Not Your Typical Classroom: Empowering Student Voice to Reinvigorate and Renovate Your Campus

AIA Continuing Education Provider

PENDING

Date/Time: October 30, 2025 | 1:30 – 2:30 pm

Room: 157-158

Audience: Architects, Engineers, Educators, Facility Personnel, Contractors / Suppliers / Manufacturers, Consultants

Call to Action:

  1. Understand the specific steps a team should take to empower students by providing a ‘safe space’ to authentically engage in the facility design process resulting in a greater sense of ownership and belonging.
  2. Glean from the economic and budget-friendly design ideas and interventions with heightened user impact.
  3. Understand what impact vulnerability and genuine curiosity play for the design team and how that authentic approach connects directly with the larger school community resulting in actual impact on program and curriculum.
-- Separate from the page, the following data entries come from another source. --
PR #1286, opened 2023-02-10
Add support for macro frontend options 

DougGregor:
Pass through options for macros, especially compiler plugin search
paths. Add a default search path into `lib/swift/host/plugins`.

Driver side of rdar://105095761


DougGregor:
@swift-ci please test

artemcm (approved):

PR #1287, opened 2023-02-14
Pass down an optimization level to the Clang linker invocation

artemcm:
Resolves rdar://105261863

### DIFF
--- a/Sources/SwiftDriver/Toolchains/Toolchain.swift
+++ b/Sources/SwiftDriver/Toolchains/Toolchain.swift
@@ -325,6 +325,30 @@ extension Toolchain {
       supportsResponseFiles: tool.supportsResponseFiles(in: self)
     )
   }
+
+  /// Maps an optimization level swiftc arg to a corresponding flag for the Clang linker driver invocation
+  internal func mapOptimizationLevelToClangArg(from parsedOptions: inout ParsedOptions) -> String? {
+    guard let opt = parsedOptions.getLast(in: .O) else {
+      return nil
+    }
+    let clangArg: String?
+    switch opt.option {
+    case .Oplayground:
+      fallthrough
+    case .Onone:
+      clangArg = "-O0"
+    case .O:
+      fallthrough
+    case .Ounchecked:
+      clangArg = "-O3"
+    case .Osize:
+      clangArg = "-Os"
+    default:
+      clangArg = nil
+      assert(false, "Unhandled Optimization Mode: \(opt.description)")
+    }
+    return clangArg
+  }
 }
 
 @_spi(Testing) public enum ToolchainError: Swift.Error {
--- a/Sources/SwiftDriver/Jobs/DarwinToolchain+LinkerSupport.swift
+++ b/Sources/SwiftDriver/Jobs/DarwinToolchain+LinkerSupport.swift
@@ -191,6 +191,11 @@ extension DarwinToolchain {
       commandLine.appendFlag("-fapplication-extension")
     }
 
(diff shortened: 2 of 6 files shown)


artemcm:
cc @dmcyk.

artemcm:
@swift-ci test

dcci (approved):

dcci:
Does this allow arbitrary `-Oxxx` ? (e.g. `-O`, `-O1`, `-Oz`)?
Looks like it, but I want to double check.

artemcm:
> Does this allow arbitrary `-Oxxx` ? (e.g. `-O`, `-O1`, `-Oz`)?
> Looks like it, but I want to double check.

It doesn't, because Swift (driver or frontend) does not have such flags.
Swift only has: 
```
-O                   - Compile with optimizations
-Osize               - Compile with optimizations and target small code size
-Ounchecked          - Compile with optimizations and remove runtime safety checks
-Oplayground         - Compile with optimizations appropriate for a playground
```
So the mapping that myself and @dmcyk came up with is:
```
-O and -Ounchecked -> -O3
-Onone             -> -O0
-Osize             -> -Os
-Oplayground       -> -O0 (that's what it maps to in swift-frontend) 
```

dcci:
sounds good.

artemcm:
Users can override this with a more fine-grained Clang flag if they wish to, adding to their `swiftc` command:
```
-Xclang-linker -O2
```

Sources/SwiftDriver/Toolchains/Toolchain.swift
```diff
@@ -325,6 +325,29 @@ extension Toolchain {
       supportsResponseFiles: tool.supportsResponseFiles(in: self)
     )
   }
+
+  /// Maps an optimization level swiftc arg to a corresponding flag for the Clang linker driver invocation
+  internal func mapOptimizationLevelToClangArg(from parsedOptions: inout ParsedOptions) -> String? {
+    guard let opt = parsedOptions.getLast(in: .O) else {
+      return nil
```
dmcyk, line 332: Is a lack of any -O* option equivalent to -Onone? If so, would it make sense to map to -O0 to make it explicit?

Sources/SwiftDriver/Toolchains/Toolchain.swift
```diff
@@ -325,6 +325,29 @@ extension Toolchain {
...
+    case .Onone:
+      clangArg = "-O0"
+    case .O:
+      fallthrough
+    case .Ounchecked:
+      clangArg = "-O3"
+    case .Osize:
+      clangArg = "-Os"
+    default:
+      clangArg = nil
```
dmcyk, line 347: nit; maybe worth adding an assert so if a new opt level is introduced we won't forget to add the mapping?

dmcyk (commented):
Left two minor comments, but otherwise LGTM!

Sources/SwiftDriver/Toolchains/Toolchain.swift
dmcyk: On a second thought I think this is correct, we probably shouldn't make an assumption.
e.g., clang can't make assumption about the optimization level when not explicitly specified, because build systems tend to not pass the level to clang linker invocation.

Sources/SwiftDriver/Toolchains/Toolchain.swift
artemcm: Added, thanks.

artemcm:
@swift-ci test

artemcm:

PR #1288, opened 2023-02-15
[Swift Explain] Add a simple tool to break down and annotate Swift compile commands

artemcm:


Sources/swift-explain/main.swift
```diff
@@ -0,0 +1,132 @@
...
+         string.hasSuffix("clang") ||
+         string.hasSuffix("libtool") ||
+         string.hasSuffix("dsymutil") ||
+         string.hasSuffix("clang") ||
+         string.hasSuffix("clang++") ||
+         string.hasSuffix("swift-autolink-extract") ||
+         string.hasSuffix("lldb") ||
+         string.hasSuffix("dwarfdump") ||
+         string.hasSuffix("swift-help") ||
+         string.hasSuffix("swift-api-digester")
```
compnerd, line 41: Do we need to worry about `.exe` extensions on these?

PR #1290, opened 2023-02-15
Recover functionality of passing down unrecognized frontend-only options

artemcm:
Once '-e' got introduced, we started failing to detect when the driver was specified a frontend-only option and passing it down to the frontend, if such frontend-only option started with '-e...'. This is because we do a prefix match on the options trie and treat an unrecognized suffix as the argument to it, and later detect whether or not such an option is recognized.

We can restore the functionality for flags that the driver is aware of as being frontend-only flags, by not skipping such flags when constructing the trie and detecting them explicitly (`.noDriver`) and processing them as any other unknown flag to be checked whether or not it can be passed down to the frontend.

And reword the diagnostic a bit to indicate to the user that `-Xfrontend` can get rid of the warning.

### DIFF
--- a/Sources/SwiftDriver/Driver/Driver.swift
+++ b/Sources/SwiftDriver/Driver/Driver.swift
@@ -689,7 +689,7 @@ public struct Driver {
       Driver.isOptionFound($0, allOpts: supportedFrontendFlagsLocal)
     }
     self.savedUnknownDriverFlagsForSwiftFrontend.forEach {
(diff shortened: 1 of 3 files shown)


artemcm:
@swift-ci test

owenv:
Let's say there's a driver flag called -do-something and a frontend flag -do-somethingwithfrontend. Would this change cause `-do-somethingwithfrontend` to get parsed incorrectly if -do-something supported a joined argument? I know it seems unlikely, but also hard to debug if it ever happens

PR #1292, opened 2023-02-17
Be more strict about invalid -module-name arguments

keith:
In the case this argument is passed explicitly and invalid, it was previous ignored and fell back to 'main' even in cases where you might not want that like compiling object files. It doesn't seem necessary to allow invalid cases like this through regardless of what object type is being built.

### DIFF
--- a/Sources/SwiftDriver/Driver/Driver.swift
+++ b/Sources/SwiftDriver/Driver/Driver.swift
@@ -2290,32 +2290,6 @@ extension Driver {
     return ""
   }
 
-  /// Whether we are going to be building an executable.
-  ///
-  /// FIXME: Why "maybe"? Why isn't this all known in advance as captured in
-  /// linkerOutputType?
-  private static func maybeBuildingExecutable(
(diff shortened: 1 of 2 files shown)


keith:
@swift-ci please test

artemcm (approved):
This change LGTM, thanks @keith!
Whatever this breaks is probably worth breaking to see what's going on...

Sources/SwiftDriver/Driver/Driver.swift
```diff
@@ -2290,32 +2290,6 @@ extension Driver {
     return ""
   }
 
-  /// Whether we are going to be building an executable.
-  ///
-  /// FIXME: Why "maybe"? Why isn't this all known in advance as captured in
-  /// linkerOutputType?
-  private static func maybeBuildingExecutable(
```
artemcm, line 2297: Happy to see this gone.

artemcm:

keith:
Thanks!

PR #1293, opened 2023-02-19
Utilities: adjust install rules for apple/swift-llbuild#852

compnerd:
The libllbuild library has been converted into a static product and interalised into libllbuildSwift.  This avoids the distribution issues here.  Remove the library from the install set.


compnerd:
https://github.com/apple/swift-llbuild/pull/852

@swift-ci please test

compnerd:
There are two other changes that need to be submitted in tandem.

PR #1295, opened 2023-02-21
Remove support for linking arclite

artemcm:
Equivalent to https://github.com/apple/swift/pull/63662
--------------------------------------------------
Darwin no longer uses arclite and it's no longer distributed in the macOS SDKs.

This leaves the options '-link-objc-runtime' and '-no-link-objc-runtime' in place, but strips out all the logic that actually used them.

Part of: rdar://105406972


mikeash (approved):

artemcm:

artemcm:

PR #1296, opened 2023-02-22
[Dependency Scanning] Pass the bridging header path to scanning action invocations

artemcm:


artemcm:
@swift-ci test

artemcm:
Suspect this may need https://github.com/apple/swift/pull/63831/files to land in the toolchain picked up by CI.

artemcm:
We can also do better here by only specifying bridging header's own dependencies as inputs to the GeneratePCH job. Instead of all of the dependencies of the main module. That way this job will be able to run potentially much sooner than the main compilation. Looking into that as well.

nkcsgexi (approved):

artemcm:
@swift-ci test

artemcm:

artemcm:
@swift-ci test

artemcm:
@swift-ci test

cachemeifyoucan:
> We can also do better here by only specifying bridging header's own dependencies as inputs to the GeneratePCH job. Instead of all of the dependencies of the main module. That way this job will be able to run potentially much sooner than the main compilation. Looking into that as well.

That would so super welcomed too. Currently I need to figure out how to pass the PCH from within one `swift-frontend` invocation to clang Importer. If we can move PCH to an individual job that can run much sooner, it can be a cleaner solution for caching

PR #1299, opened 2023-02-24
Remove `package-collection` and `package-registry` from top-level command help

bitjammer:
This help should include top-level commands–these should be treated as sub-commands of `swift package`.

rdar://104603198


bitjammer:
@swift-ci Please test

neonichu (approved):

PR #1303, opened 2023-03-02
Attempt to recover from in-process Target Info and Supported Features query failures.

artemcm:
Catch thrown exceptions and fallback to the previous mechanism of shelling out a `swift-frontend -print-target-info` and `swift-frontend -emit-supported-features` tasks. We are seeing spurious failures here and this will help potential users while we investigate the root cause.

Workaround for rdar://105559904


artemcm:
@swift-ci test

artemcm:
@swift-ci test

nkcsgexi (approved):
It would be nice to figure the root cause for the query failure, but this short term fix makes sense to me!

owenv (approved):

PR #1307, opened 2023-03-07
Add `-gcc-toolchain` flag to swift-driver

etcwilde:
GCC toolchains are useful when cross-compiling to Linux with a given gcc toolchain. The gcc toolchain contains tools for linking, libraries for linking against, and the headers that map to those libraries.

This patch adds a `-gcc-toolchain` flag to the driver so that Swift can pass that information down to both the clang importer and clang linker appropriately.

I went with the double-dash, equals format passed to clang because maskray keeps poking at the clang flags and that format is the only one that goes all of the way back (to 2013). I'm also passing the path down directly instead of reinterpreting them as an absolute path. The driver seems to use the `-working-directory` path to resolve most of these instead of the current working directory path, which I believe is inconsistent with Clang. Letting clang deal with the paths will, by definition, be consistent with clang. Yes, little Bobby Tables is waiting to make a mess of things.

### DIFF
--- a/Sources/SwiftDriver/Jobs/FrontendJobHelpers.swift
+++ b/Sources/SwiftDriver/Jobs/FrontendJobHelpers.swift
@@ -13,6 +13,7 @@
 import class TSCBasic.LocalFileOutputByteStream
 import class TSCBasic.TerminalController
 import struct TSCBasic.RelativePath
+import struct TSCBasic.AbsolutePath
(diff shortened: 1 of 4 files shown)


etcwilde:
@swift-ci please test

etcwilde:
https://github.com/apple/swift/pull/65108

@swift-ci please test

artemcm (approved):

PR #1455, opened 2023-09-26
[embedded] A number of changes to support embedded Swift.

zoecarver:


zoecarver:
@swift-ci please smoke test

Sources/SwiftDriver/Jobs/CompileJob.swift
```diff
@@ -363,13 +363,24 @@ extension Driver {
...
+    let expirementalFeatures = parsedOptions.arguments(for: .enableExperimentalFeature)
+    let embeddedEnabled = expirementalFeatures.map(\.argument).map(\.asSingle).contains("Embedded")
+
     try commandLine.appendLast(.trackSystemDependencies, from: &parsedOptions)
     try commandLine.appendLast(.CrossModuleOptimization, from: &parsedOptions)
     try commandLine.appendLast(.ExperimentalPerformanceAnnotations, from: &parsedOptions)
-    try commandLine.appendLast(.disableAutolinkingRuntimeCompatibility, from: &parsedOptions)
-    try commandLine.appendLast(.runtimeCompatibilityVersion, from: &parsedOptions)
-    try commandLine.appendLast(.disableAutolinkingRuntimeCompatibilityDynamicReplacements, from: &parsedOptions)
-    try commandLine.appendLast(.disableAutolinkingRuntimeCompatibilityConcurrency, from: &parsedOptions)
```
zoecarver, line 372: Maybe we should drop this change as we probably still want to let users configure these options manually.

zoecarver: CC @kubamracek

kubamracek: All we need is to make sure these flags don't passed by default.

Tests/SwiftDriverTests/SwiftDriverTests.swift
```diff
@@ -6288,6 +6288,36 @@ final class SwiftDriverTests: XCTestCase {
...
+      let diags = DiagnosticsEngine()
+      var driver = try Driver(args: ["swiftc", "-target", "arm64-apple-macosx10.13",  "test.swift", "-enable-experimental-feature", "Embedded", "-parse-as-library", "-wmo", "-o", "a.out", "-module-name", "main", "-enable-library-evolution"], diagnosticsEngine: diags)
+      _ = try driver.planBuild()
+      XCTAssertTrue(diags.diagnostics.first!.message.text == "Library evolution cannot be enabled with embedded Swift.")
+    } catch _ { }
+    do {
+      let diags = DiagnosticsEngine()
+      var driver = try Driver(args: ["swiftc", "-target", "arm64-apple-macosx10.13",  "test.swift", "-enable-experimental-feature", "Embedded", "-parse-as-library", "-o", "a.out", "-module-name", "main"], diagnosticsEngine: diags)
+      _ = try driver.planBuild()
+      XCTAssertTrue(diags.diagnostics.first!.message.text == "Whole module optimization (wmo) must be enabled with embedded Swift.")
```
MaxDesiatov, line 6311: Could this assert against the actual variable instead of hardcoded text? That way tests won't break if diagnostic text needs to change.
```suggestion
      XCTAssertTrue(diags.diagnostics.first!.message.text == error_need_wmo_embedded.message.text)
```

zoecarver:
@swift-ci please test

Sources/SwiftDriver/Jobs/CompileJob.swift
zoecarver: Sort of feel like we should pass `-runtime-compatibility-version none` by default. But this seems to work 🤷

kubamracek (approved):

MaxDesiatov (approved):
thanks!

zoecarver:
@MaxDesiatov I can't follow you test suggestion (even though I think it's better) because of access levels:
```
 error: 'error_no_objc_interop_embedded' is inaccessible due to 'internal' protection level
```

Seems strings are how other diags are tested.

zoecarver:
@swift-ci please test

MaxDesiatov:
> I can't follow you test suggestion (even though I think it's better) because of access levels:
Import that module with diagnostics as `@testable`, that will bring `internal` declarations into scope.

zoecarver:
Aha! Thank you, Max!

zoecarver:
@swift-ci please test

MaxDesiatov:
@swift-ci test windows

Abstract: How can space play an active role in learning? How can students develop a sense of pride and ownership in how their space is shaped? What is the lasting impact and meaning developed as a result? In this session we will share the results of an out-of-the-box approach to renovating spaces that puts students in the driver seat, enhances creativity and remains within the confines of a tight budget. Our presentation explores how the entire school community, led by school leadership, addressed an unprecedented challenge of opening up a temporary school campus by balancing the goals of a larger school network’s brand with the unique priorities and characteristics of their own local staff and community. Our presentation will focus on how a simple act of asking for student input early on and carrying those ideas through to fruition within the facility design, not only contributed to the students’ sense of ownership and belonging, but connected with their ability to author ideas that truly impact the school. The iterative process of ideation, feedback and critique from a professional in-house design team, provided students a safe space to explore, make mistakes, and take chances. Not only did the students learn through this process, but the entire school community and even the design team were able to experience a profound shift in their preconceived ideas and viewpoints. The design process itself modeled how all voices are important in how we shape safe and equitable spaces at our school. By including students in the design process, we showed our greater community how all voices are respected and validated. By engaging in such a deeply collaborative process we built spaces where students not only felt “protected and safe” but also empowered. Students not only were left with a sense of pride but took on the role of ambassadors for the school and the spaces.

Learning Objectives:

  1. What role does the design of a school and teaching space play in providing safe, inclusive environments for students to thrive?
  2. What does it take to transform a limited budget and timeline into a better space design than previously conceived?
  3. How can the collaborative design of a teaching space provide students with a greater sense of ownership, meaning and purpose?
  4. What is the impact of user input when harnessed and employed strategically within the design of a teaching space?

Core Competency

Community Engagement
Connecting the educational plan to the vision of the community and the District.

Liz Lee, ALEP
Liz Lee, ALEP
Planning Officer, Hawaii School Facilities Authority

Liz is the former Global Director of Planning and Design at Avenues the World School. Liz is a design professional committed to exploring how the built environment can not only support but positively influence the learning and interactions within school communities. Prior to joining Avenues in 2016, she enjoyed a career as a programmer and planner for public and private schools around the world. Currently in her new role she serves as Planning Officer for the Hawaii School Facilities Authority based in Honolulu, HI.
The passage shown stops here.